7. In conclusion, I would like to call to mind a Gospel truth which can shed a higher light on the horizon of your research into the origins and unfolding of living matter. The Bible in fact bears an extraordinary message of life. It gives us a wise vision of life [a Gestalt, an interpretation, a worldview, a comprehensive insight] inasmuch as it describes the loftiest forms of existence. This vision guided me in the encyclical which I dedicated to respect for human life, and which I called precisely "Evangelium Vitae" ["The Gospel of Life"].

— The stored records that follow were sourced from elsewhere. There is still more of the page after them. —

PR #3026, opened 2021-07-13
all po update 2021.07.13 + fr.po latest

pr2git:


Dima73:
Why need remove it and etc?
https://github.com/OpenPLi/enigma2/blob/9c459b4b5e8ca02af4978070b5c8a632e5e30b1f/lib/python/Plugins/SystemPlugins/NetworkWizard/networkwizard.xml#L86

pr2git:
I will check again because normally this should only update the .po files and don't touch to anything else so I close this one.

It is significant that in St. John's Gospel life refers to the divine light which Christ communicates to us. We are called to enter into eternal life, that is to say, into the eternity of divine beatitude. To warn us against the serious temptations threatening us, our Lord quotes the great saying of Deuteronomy: "Man shall not live by bread alone, but by every word that proceeds from the mouth of God" (Dt 8:3; cf. Mt 4:4). Even more, "life" is one of the most beautiful titles which the Bible attributes to God. He is the living God.
I cordially invoke an abundance of divine blessings upon you and upon all who are close to you.

References

  1. The Pope's all for a "rigorous hermeneutic" to determine the meaning of the Scriptures does not mean "rigorism" or "biblical literalism." He is encouraging us to use objective standards consistently when trying to determine the divine and human meanings in particular texts.